Analysis of echoes from subterranean structures, such as are produced in seismic technology, has in recent years, been furthered through the use of Fourier transforms on such data. In oceanography, the Fourier transform has been important in the analysis of various time series such as water temperature, salinity, tides, ocean currents, etc.
The post World War II era has also seen the tools of Fourier transforms of time series stimulate new research in the fields of economics. Significant contributions to the literature has been made by R. G. Brown and Arthur D. Little in the field of inventory and production control, and by C. Granger of the Economics Research Program at Princeton University in the application of spectral-analysis to economic time series.
In the prior art, the computation of the Fourier transform for a given data sample has required an elaborate computer means if the results are to be meaningful and quickly obtainable. Large scale general purpose digital computers have been employed for computing the Fourier transform. These systems are exceedingly expensive, not availabe in many instances, require programming and related paper work, do not communicate directly with the scientist or economist user and are generally inefficient in performing the Fourier transform. Recently, time sharing has made the digital computer more accessible but the availability of terminal equipment for two-way communication and especially communication of visual information presents considerable problems and expense. In addition, the availability of telephone lines and the simultaneous use of a central computer by many users makes real time computation exceedingly difficult to realize and presents serious problems of priority and program storage and selections.
With respect to the more efficient usage of the digital computer, special techniques for improving the efficiency of large scale digital computers have been developed.
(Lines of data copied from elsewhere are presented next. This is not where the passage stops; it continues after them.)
PR #2704, opened 2018-03-01
Properly cleanup dropped MySQL connections.

dhrupadb:


dhrupadb:
FYI @igorpeshansky

src/mysql.c
```diff
@@ -270,12 +270,16 @@ static MYSQL *getconnection(mysql_database_t *db) {
   }
   db->is_connected = 0;
 
+  /* Close the old connection before initializing a new one. */
+  if (db->con != NULL) {
+    mysql_close(db->con);
+    db->con = NULL;
+  }
+
+  db->con = mysql_init(NULL);
```
igorpeshansky: You're turning this into an unconditional `mysql_init`, which is probably not what you intended. Maybe the following would be more efficient:
```c
  /* Close the old connection before initializing a new one. */
  if (db->con != NULL) {
    mysql_close(db->con);
  } else {
    db->con = mysql_init(NULL);
    if (db->con == NULL) {
      ERROR("mysql plugin: mysql_init failed: %s", mysql_error(db->con));
      return NULL;
    }
  }
```
? Or even (to minimize changes):
```c
  if (db->con == NULL) {
    db->con = mysql_init(NULL);
    if (db->con == NULL) {
      ERROR("mysql plugin: mysql_init failed: %s", mysql_error(db->con));
      return NULL;
    }
  } else {
    /* Close the existing connection before reconnecting. */
    mysql_close(db->con);
  }
```

rpv-tomsk:
Hi!

Thank you for your contribution!

Can you argue your solution by a reference to a documentation?

src/mysql.c
igorpeshansky: Never mind, what I said was silly. Should have read the docs better. `mysql_close` deallocates the connection object, so it needs to be initialized again. Your proposed code does it correctly, mine doesn't.

dhrupadb: Yep, the return on line 266 ensures that if we get this far the connection has dropped regardless and should be cleaned up.

dhrupadb:
Hi @rpv-tomsk, In operational scenarios where SSL connections are refreshed periodically (~ every 2 minutes), memory is leaked each time the connection is dropped and re-established. This patch fixes the memory leak issue.

dhrupadb:
Friendly ping. We'd like to get this merged as we want to cherry pick it into our fork.

igorpeshansky:
@octo @tokkee Thoughts?

rpv-tomsk:
Thanks for your work!

PR #2705, opened 2018-03-02
Notification nested metadata

abays:
Currently, notification metadata is restricted to a single level of key-value pairs.  It is not possible to properly nest another metadata dictionary as the value associated with a key.  The only option is to create a key/value pair with the value being a marshaled JSON string representation of the multi-level dictionary, riddled with extra escape characters (which quickly becomes chaotic as additional levels are introduced).  This unnecessarily increases the size of the outgoing data, and places additional processing burden on the third party application that receives that data, which is antithetical to the intended goal of low-latency event notifications.  We want the data to leave Collectd as cleanly as possible, and this patch allows for that for JSON output.  Legacy metadata functionality remains intact from existing plugins' point of view.  This patch merely provides the option for plugins to utilize nested notification metadata, should they so desire.

### DIFF
--- a/src/daemon/plugin.c
+++ b/src/daemon/plugin.c
@@ -2287,20 +2287,52 @@ const data_set_t *plugin_get_ds(const char *name) {
   return ds;
 } /* data_set_t *plugin_get_ds */
 
-static int plugin_notification_meta_add(notification_t *n, const char *name,
-                                        enum notification_meta_type_e type,
-                                        const void *value) {
+/*
+ A semantic distinction in the signature names that follow:
+
+ "add" functions place the metadata object at the end of the
+ linked list of metadata objects belonging to the notification.
+
+ "append" functions place the metadata object at the end of the
+ linked list of metadata objects nested within another metadata
+ object of NM_TYPE_NESTED.
+*/
+
+static int plugin_notification_meta_append(notification_t *n,
+                                           notification_meta_t *m,
+                                           const char *name,
+                                           enum notification_meta_type_e type,
+                                           const void *value) {
+  // If n is passed and is not NULL, this metadata object will be append to the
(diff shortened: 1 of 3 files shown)


abays:
Here is an example of output received without support for nested metadata:

[{"labels":{"alertname":"collectd_connectivity_gauge","instance":"trex","connectivity":"eno2","type":"interface_status","severity":"OKAY","service":"collectd"},"annotations":{"summary":"","ves":"{\"domain\":\"stateChange\",\"eventId\":3,\"eventName\":\"interface eno2 up\",\"lastEpochMicrosec\":1520022192636007,\"priority\":\"high\",\"reportingEntityName\":\"collectd connectivity plugin\",\"sequence\":0,\"sourceName\":\"eno2\",\"startEpochMicrosec\":1520022192633363,\"version\":1.0,\"stateChangeFields\":{\"newState\":\"inService\",\"oldState\":\"outOfService\",\"stateChangeFieldsVersion\":1.0,\"stateInterface\":\"eno2\"}}"},"startsAt":"2018-03-02T20:23:12.635994076Z"}]

And here is an example with this patch:

[{"labels":{"alertname":"collectd_connectivity_gauge","instance":"trex","connectivity":"eno2","type":"interface_status","severity":"FAILURE","service":"collectd"},"annotations":{"summary":"","ves":{"domain":"stateChange","eventId":"2","eventName":"interface eno2 down","lastEpochMicrosec":"1520019322204489","priority":"high","reportingEntityName":"collectd connectivity plugin","sourceName":"eno2","version":"1","stateChangeFields":{"newState":"outOfService","oldState":"inService","stateChangeFieldsVersion":"1","stateInterface":"eno2"}}},"startsAt":"2018-03-02T19:35:22.204485230Z"}]

PR #2712, opened 2018-03-14
write_prometheus plugin: Add support for custom labels

cryptobioz:
Using the "Label" parameter in the write_prometheus configuration will add the specified label to all metrics exposed by the plugin.
This parameter can be used as many times as needed.

### DIFF
--- a/src/write_prometheus.c
+++ b/src/write_prometheus.c
@@ -59,6 +59,69 @@ static struct MHD_Daemon *httpd;
 
 static cdtime_t staleness_delta = PROMETHEUS_DEFAULT_STALENESS_DELTA;
 
+struct label_map_s {
+  char value[DATA_MAX_NAME_LEN];
+};
+typedef struct label_map_s label_map_t;
+
+static c_avl_tree_t *label_map = NULL;
+
+static int prom_add_label(const oconfig_item_t *ci) /* {{{ */
+{
+  label_map_t *map;
+  int status;
+  char *key;
+
+  if ((ci->values_num < 2) || (ci->values_num > 3) ||
+      (ci->values[0].type != OCONFIG_TYPE_STRING) ||
+      (ci->values[1].type != OCONFIG_TYPE_STRING)) {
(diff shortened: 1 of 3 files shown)


src/write_prometheus.c
```diff
@@ -167,7 +232,23 @@ static char *format_labels(char *buffer, size_t buffer_size,
              escape_label_value(value, sizeof(value), m->label[i]->value));
   }
 
-  strjoin(buffer, buffer_size, labels, m->n_label, ",");
+  /* Add custom labels */
```
rpv-tomsk: I think it has no much sense to build array of custom label values each time when `format_labels()` called.
It would be better to build string of custom labels once, preferrable in `prom_config()`, and then just append it in `format_labels()`. Also, no `calloc()/free()` will be introduced here. 

What do you think about such improvement?

mfournier:
NB: this implementation only works for plain text responses, not protocol-buffers.

I think we should discuss if we want to keep supporting protocol-buffers. Prometheus itself dropped support (see https://prometheus.io/docs/instrumenting/exposition_formats/ and https://github.com/RichiH/OpenMetrics/blob/master/markdown/protobuf_vs_text.md), but on the other hand the upcoming OpenMetrics standard would require protobuf support.

eero-t:
Why this would not be better implemented using value metadata, like is done with the Rieman plugin: https://github.com/collectd/collectd/pull/3158/files ?

That would allow per-metric labels, as requested in https://github.com/collectd/collectd/issues/2995.
 
To add metadata to metric, I think input plugins would need just to do this on submit:
```
  value_list_t vl = VALUE_LIST_INIT;
...
  if ((vl.meta = meta_data_create()) != NULL) {
    meta_data_add_string(vl.meta, "desc", "this is some random metric");
  }
```

eero-t:
"write_prometheus" v6 API PR with per-metric label support was just merged to "collectd-6.0" branch.

If you still want to be able to specify labels that are added to **all** metrics, it would make sense to rebase these changes to the v6 version of "write_prometheus".

PR #2725, opened 2018-03-23
utils_cache: fix pointer reference and meta_data ingestion

RafaelMarinheiro:
This changes a bad pointer reference in uc_iterator_get_values, which
would cause the grpc plugin to crash.

This also fixes uc_insert by making it properly add the meta_data to
the cache.

Both of these changes should make the grpc QueryValues call work as
expected.

### DIFF
--- a/src/daemon/utils_cache.c
+++ b/src/daemon/utils_cache.c
@@ -203,6 +203,10 @@ static int uc_insert(const data_set_t *ds, const value_list_t *vl,
   ce->interval = vl->interval;
   ce->state = STATE_OKAY;
 
+  if (vl->meta != NULL) {
+    ce->meta = meta_data_clone(vl->meta);
+  }
+
   if (c_avl_insert(cache_tree, key_copy, ce) != 0) {
     sfree(key_copy);
     ERROR("uc_insert: c_avl_insert failed.");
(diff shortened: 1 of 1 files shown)


src/daemon/utils_cache.c
```diff
@@ -203,6 +203,10 @@ static int uc_insert(const data_set_t *ds, const value_list_t *vl,
   ce->interval = vl->interval;
   ce->state = STATE_OKAY;
 
+  if (vl->meta != NULL) {
+    ce->meta = meta_data_clone(vl->meta);
```
tokkee: Hrm, I'm not sure what ce->meta is supposed to do but I think it was not meant for this purpose. It was introduced in 62e42f8dbbc99815f06d7204fc410bca9aece4ef but doesn't seem to be used since.

@octo can you comment on this?

tokkee: Friendly ping for @octo, do you recall history around this?

rpv-tomsk:
I can merge part of this PR, w/o `meta_data_clone()` added.

rpv-tomsk:
cc @mrunge 

Mattias, for your info. If I had PR merge permission, I could add such minor bugfix myself, w/o anybody disturbed and w/o long awaiting. But now I'm unable to do this and bugfixes are significally delayed. 
At practice, they are not delayed but stopped.
Do you think this is good?

Before you offered your help in PR merge, but after I lost merge permission, we worked together with @rubenk. He merged my PR's, and I merged his. But at some point he quiletly left project and do not respond to my letters now. Work with him stopped.

So, I have point of failure in task of PR merging. My work strongly depends on active developers, which quantity is near zero. So, my work also tends to zero, like The Project in overall.

What do you think?

mrunge:
Thank you @RafaelMarinheiro for your fix, sorry this took sooooo long to get it merged.

@rpv-tomsk Thank you Pavel for the pointer.

rpv-tomsk:
Are you sure we need to merge `meta_data_clone()` too?

PR #2726, opened 2018-03-23
text protocol: Add support for meta_data in PUTVAL

RafaelMarinheiro:
This adds the support for string meta_data in PUTVAL. This allows users
to send meta_data using either the unixsock plugin or the exec plugin.

The meta_data is specified using options of the form `meta:<KEY>=<VALUE>`.
As an example, meta:foo=bar will add an entry with key "foo" and value
"bar".

### DIFF
--- a/src/utils_cmd_putval.c
+++ b/src/utils_cmd_putval.c
@@ -40,11 +40,11 @@ static int is_quoted(const char *str, size_t len) {
     return 0;
   }
 
-  return (str[0] == '"' && str[len - 1] == '"') ||
-         (str[0] == '\'' && str[len - 1] == '\'');
+  return (str[0] == '"' && str[len - 1] == '"');
 }
 
-static int set_option(value_list_t *vl, const char *key, const char *value) {
+static int set_option(value_list_t *vl, const char *key, const char *value,
+                      cmd_error_handler_t *err) {
   if ((vl == NULL) || (key == NULL) || (value == NULL))
     return -1;
 
@@ -65,23 +65,30 @@ static int set_option(value_list_t *vl, const char *key, const char *value) {
     if (vl->meta == NULL) {
       vl->meta = meta_data_create();
       if (vl->meta == NULL) {
-        return 1;
+        return CMD_ERROR;
       }
     }
 
     if (is_quoted(value, value_len)) {
+      int metadata_err;
       const char *value_str = strndup(value + 1, value_len - 2);
       if (value_str == NULL) {
-        return 1;
+        return CMD_ERROR;
       }
-      meta_data_add_string(vl->meta, meta_key, value_str);
+      metadata_err = meta_data_add_string(vl->meta, meta_key, value_str);
       free((void *)value_str);
+      if (metadata_err != 0) {
+        return CMD_ERROR;
+      }
+      return CMD_OK;
     }
-    return 1;
+
+    cmd_error(CMD_NO_OPTION, err, "Non-string metadata not supported yet");
+    return CMD_NO_OPTION;
   } else {
-    return 1;
+    return CMD_ERROR;
   }
-  return 0;
+  return CMD_OK;
 } /* int set_option */
 
 /*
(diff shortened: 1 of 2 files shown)


rpv-tomsk:
Can you please describe use-cases?

faxm0dem:
We use meta-data for puppet/facter information, like operating system name, version, hardware brand and model, etc. Makes data mining possible in metrics stored for instance in Elasticsearch

tokkee:
Ftr, this brings unixsock/exec in line with other write plugins that already expose metadata, e.g. everything using format_json (e.g. write_http) or the grpc plugin. While I'm not actually super-happy about that, I think consistency is a good argument in itself. I think for the future, we'll want to think about internal meta-data (e.g. as used by the network plugin) and external meta-data (metrics tags).

src/utils_cmd_putval.c
```diff
@@ -49,9 +58,29 @@ static int set_option(value_list_t *vl, const char *key, const char *value) {
...
+      }
+    }
 
+    if (is_quoted(value, value_len)) {
+      const char *value_str = strndup(value + 1, value_len - 2);
+      if (value_str == NULL) {
+        return 1;
+      }
+      meta_data_add_string(vl->meta, meta_key, value_str);
+      free((void *)value_str);
```
tokkee: This is missing a return 0, right? Also, I think we should print an error in the 'else' case:

    if (is_quoted(value, value_len)) {
      …
      return 0;
    }
    cmd_error(CMD_PARSE_ERROR, err, "Non-string metadata not supported yet");
    return CMD_PARSE_ERROR;

src/utils_cmd_putval.c
```diff
@@ -35,6 +35,15 @@
  * private helper functions
  */
 
+static int is_quoted(const char *str, size_t len) {
+  if (len < 2) {
+    return 0;
+  }
+
+  return (str[0] == '"' && str[len - 1] == '"') ||
+         (str[0] == '\'' && str[len - 1] == '\'');
```
tokkee: utils_cmds.c currently only supports double quotes. I think we should do the same here.

src/utils_cmd_putval.c
tokkee: Hrm, also, the caller currently ignores the return value of set_option, so that would have to be fixed as well :-/

RafaelMarinheiro: Done. I am using the values defined in utils_cmds.h [1] here.

[1]: https://github.com/collectd/collectd/blob/9ae06bc2026e041e937828379daa232d3c0afbf7/src/utils_cmds.h#L111

src/utils_cmd_putval.c
RafaelMarinheiro: Done.

rpv-tomsk:
Hi!

Thanks for your work. 

>While I'm not actually super-happy about that, I think consistency is a good argument in itself. 
>I think for the future, we'll want to think about internal meta-data (e.g. as used by the network plugin) and external meta-data (metrics tags).

I think we really have to think about this, because there were requests about similar features.
We have to teach `network` to transmit/receive meta then.

Ok, related to this issue, we need in updated documentation: `src/collectd-exec.pod`. 
Can you please do this?

rpv-tomsk:
>I think consistency is a good argument in itself.

Ok, question about consistency. )
This PR adds a feature into `cmd_parse_putval()`. But what about `cmd_create_putval()`?

dago:
This is forward-ported in #3381

src/utils_cmd_putval.c
```diff
@@ -49,10 +58,37 @@ static int set_option(value_list_t *vl, const char *key, const char *value) {
...
 
-  return 0;
+    if (is_quoted(value, value_len)) {
+      int metadata_err;
+      const char *value_str = strndup(value + 1, value_len - 2);
+      if (value_str == NULL) {
+        return CMD_ERROR;
+      }
+      metadata_err = meta_data_add_string(vl->meta, meta_key, value_str);
+      free((void *)value_str);
```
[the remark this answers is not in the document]
dago: Yes, it is, or this error will be thrown:
```
./../src/utils/cmds/putval.c:79:12: error: passing 'const char *' to parameter of type 'void *' discards qualifiers [-Werror,-Wincompatible-pointer-types-discards-qualifiers]

      free(value_str);

           ^~~~~~~~~

/usr/include/stdlib.h:483:25: note: passing argument to parameter '__ptr' here

extern void free (void *__ptr) __THROW;
```

dago:
Now there are probably real failures in the testsuite that needs to be analyzed.

dago:
#3381 has been closed

src/utils_cmd_putval.c
rpv-tomsk: @RafaelMarinheiro , don't publish code which you don't use and don't checked.
... And don’t trust anyone.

The publication by J. W. Cooley and J. W. Tukey, "An Algorithm for the Machine Calculation of Complex Fourier Series," Math of Computation, Vol. 19, pp. 297-301, April 1965, explains such techniques further.
It is also known that an N Point FFT processor may be formed by cascading an A point FFT processor and a B point FFT processor where A.multidot.B=N. When a prime factor algorithm is selected for implementation, that is, when A and B are mutually prime numbers, no intervening phase shifters (or "twiddle factors") are required between the cascaded stages as discussed in an article entitled "Historical Notes on the Fast Fourier Transform" by J. W. Cooley, P. A. W. Lewis and P. D. Welch published in the IEEE transactions on Audio and Electroacoustics, Vol. AU-15, No. 2, June 1967. Therefore, implementation of such prime factor algorithm by cascading a pair of mutually prime FFT processors would not require interstage (or inter-processor) multipliers.